# Assignment:
The required answer is each line in the entries below where "were" occurs.

Dataset entries START

PR #3764, opened 2026-09-11
ci(pulse): measure gate arrival, not PR hygiene or context count

cmgrote:
Closes FND-1947.

`ci-on-prs` on the Fleet Drift → Baseline dashboard was not measuring whether the Tests Gate runs on PRs. Two properties of the arrival probe made the verdict depend on PR hygiene and on how many checks a repo happens to emit; a third made the resulting degradation silent.

Found reproducing a real false negative: `atlan-metabase-app` read **NOT BASELINED / "runs on PRs"** while its `tests.yaml` trigger config was byte-identical to canonical and the gate had reported on every recent PR.

## 1. Closed PRs were sampled, and closing one promoted it into the window

`_ARRIVAL_QUERY` carried no `states:` filter, so a CLOSED-without-merge pull request was evidence like any other. An abandoned branch almost always has an incomplete check set — CI cancelled, or never started for the final SHA — so it read as a *conclusive miss*. And because the sort key is `UPDATED_AT` and closing a PR updates it, abandoning a stale branch actively promoted it into the 5-PR window and evicted a real sample.

On metabase that was one abandoned refactor closed the previous day: 3 found / 4 conclusive → `intermittent` → gap. The signal then self-healed as the window moved, which is the same defect seen from the other side — the metric flapped for reasons unrelated to CI.

Now filtered to `states: [OPEN, MERGED]`.

## 2. The 100-context cap had stopped being a rare safety valve

`classify_arrival` excludes a truncated sample from the denominator rather than counting it as a miss. That was right for a rare event, but repos have grown past 100 contexts and it had become routine. Both `atlan-application-sdk` bump PRs on metabase — the highest-signal PRs in the repo — carried 136 contexts and were discarded outright; four more sat at 104, one workflow away from the same fate. Left alone the denominator shrinks toward zero and the verdict degrades to `unknown` fleet-wide.

The contexts connection is now paged by commit oid until the gate is found or the connection is exhausted, so a gate past position 100 counts as found and a genuine absence across every page counts as a real miss.

Chose paging over the ticket's fallback suggestion (raise the cap, alert near it) because raising only moves the cliff, and the alert would fire loudest on exactly the repos we most want to measure.

Bounded at 20 pages (2000 contexts). Hitting the cap leaves the sample `truncated` — degrading to the previous behaviour rather than to a false miss — and paging never starts at all for a sample that already found the gate, so a healthy repo spends no extra API call.

## 3. An unreadable probe now reports itself

The paging fix removes the routine cause of truncation, which also removes the only place anyone would notice it: the dashboard card mentions truncation only when the counter is non-zero.

The underlying silence predates paging. `classify_arrival` already returned `unknown` when every sample was truncated, and `evaluate_repo` emitted no finding for that state — so a repo whose arrival probe had stopped working produced a record indistinguishable from one with nothing to say: arrival `unknown`, `findings: []`. Same shape of defect as the cap itself, one layer up: silent, and worse over time rather than better.

New finding `gate-arrival-unreadable`, the arrival-facet sibling of `gate-state-unreadable`. Fires only when no sample could be read at all — a real paging regression, an unresolvable head, or a commit past the page cap. Should be absent fleet-wide.

Emitted at `warning`, the only finding here that is not `error`, because it is the only one that is not a claim about the repo. This is not cosmetic: connector-pulse renders an `error` pill red and everything else amber (`frontend/src/pages/GateEnforcement.tsx:714`) and ranks a repo's headline across `SEVERITY_ORDER`. At `error` an unreadable probe would be pixel-identical to a gate that genuinely never arrives and would promote the repo's headline to match — a distinction no wording could then recover. `warning` is already first-class in that consumer end to end (contract docstring, `SEVERITY_ORDER`, the `GateFinding` TS union, and its tests), and the new id passes through because the consumer filters a denylist of redundant ids rather than admitting an allowlist.

## Consumer impact

**None required.** Same fields, same `schemaVersion` 3.0.

What changes is the *population* behind the counters. `truncatedSamples` should now sit at ~0 and means "this commit could not be resolved" rather than "this commit had more than 100 checks". A gate sitting past context 100 now lands in `prsWithContext`; a 136-context commit with genuinely no gate now lands in `prsSampled` as a real miss. Both were previously invisible.

One nuance for anyone rendering these: `truncatedSamples` is not "every sample with `truncated=True`" — `classify_arrival` treats a truncated-but-found sample as conclusive, so it counts only truncated-**and**-not-found.

`--sample-size` stays at 5. With closed PRs excluded and truncation largely eliminated the denominator should now be 5/5 on a healthy repo, which was the original intent; raising it before seeing post-fix numbers would be guessing.

## Testing

73 passing in `.github/scripts/tests/test_gate_enforcement_scan.py`; full `.github/scripts/tests/` suite 4625 passed; pre-commit clean.

All three fixes are pinned red-green — I injected each fault separately and confirmed its own tests red:

- reverting the `states:` clause reds the query assertion
- short-circuiting the paging branch reds the three paging tests
- disabling the new finding reds it with `assert 'gate-arrival-unreadable' in set()`, which is literally the empty-findings silence it exists to prevent

## Security

No new privilege. Both queries are reads on the same `repository` scope the probe already used; the paging query addresses a commit by oid via `repository.object`. No writes, no new token scope, no change to what the fleet App can reach.

https://claude.ai/code/session_01VW3wV9X5vvVrEYBg5siSnT

### DIFF
--- a/.github/scripts/gate_enforcement_scan.py
+++ b/.github/scripts/gate_enforcement_scan.py
@@ -942,6 +942,13 @@ def parse_contexts_page(contexts: Optional[dict], where: str) -> dict:
         "count": len(context_nodes),
         "hasNextPage": has_next,
         "cursor": cursor,
+        # Whether the commit itself could not be read, as opposed to being read
+        # and found to hold no further contexts. The two are the same *shape* —
+        # no names, nothing more to fetch — and collapsing them makes an
+        # unreadable commit indistinguishable from a fully walked one, i.e. a
+        # false conclusive miss. Set by `parse_contexts_response`; a page that
+        # genuinely parsed is never unresolvable.
+        "unresolvable": False,
     }
 
 
@@ -953,11 +960,25 @@ def parse_contexts_response(payload: dict) -> dict:
         data.get("repository"), "data.repository", required=True
     )
     # `object` is null for an oid GitHub can no longer resolve (a force-pushed
-    # or GC'd commit). That is a legitimate skip, not drift: the page comes back
-    # empty and exhausted, so paging stops and the sample stays `truncated`.
+    # or GC'd commit). That is a legitimate skip, not drift — but it must not be
+    # reported as an exhausted page. Both produce no names and nothing more to
+    # fetch, so returning the plain page shape would let `_resolve_truncated`
+    # read "walked the whole connection, the gate was not in it" out of "could
+    # not read this commit at all" — turning an unreadable head into a false
+    # `never-arriving`, and on a gated repo into a `gate-not-arriving` error.
+    # That is a false claim about the repo, the failure this scanner's
+    # fail-loud contract exists to prevent, so it is flagged explicitly.
     commit = _expect_object(repository.get("object"), "data.repository.object")
+    if commit is None:
+        return {
+            "names": set(),
+            "count": 0,
+            "hasNextPage": False,
+            "cursor": None,
+            "unresolvable": True,
+        }
     rollup = _expect_object(
-        commit.get("statusCheckRollup") if commit else None,
+        commit.get("statusCheckRollup"),
         "data.repository.object.statusCheckRollup",
     )
     where = "data.repository.object.statusCheckRollup.contexts"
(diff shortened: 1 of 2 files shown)


cmgrote:
@sdk-review

cmgrote:
@sdk-review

Dataset entries END

# Exercise result:
## 1. Closed PRs were sampled, and closing one promoted it into the window
`classify_arrival` excludes a truncated sample from the denominator rather than counting it as a miss. That was right for a rare event, but repos have grown past 100 contexts and it had become routine. Both `atlan-application-sdk` bump PRs on metabase — the highest-signal PRs in the repo — carried 136 contexts and were discarded outright; four more sat at 104, one workflow away from the same fate. Left alone the denominator shrinks toward zero and the verdict degrades to `unknown` fleet-wide.
What changes is the *population* behind the counters. `truncatedSamples` should now sit at ~0 and means "this commit could not be resolved" rather than "this commit had more than 100 checks". A gate sitting past context 100 now lands in `prsWithContext`; a 136-context commit with genuinely no gate now lands in `prsSampled` as a real miss. Both were previously invisible.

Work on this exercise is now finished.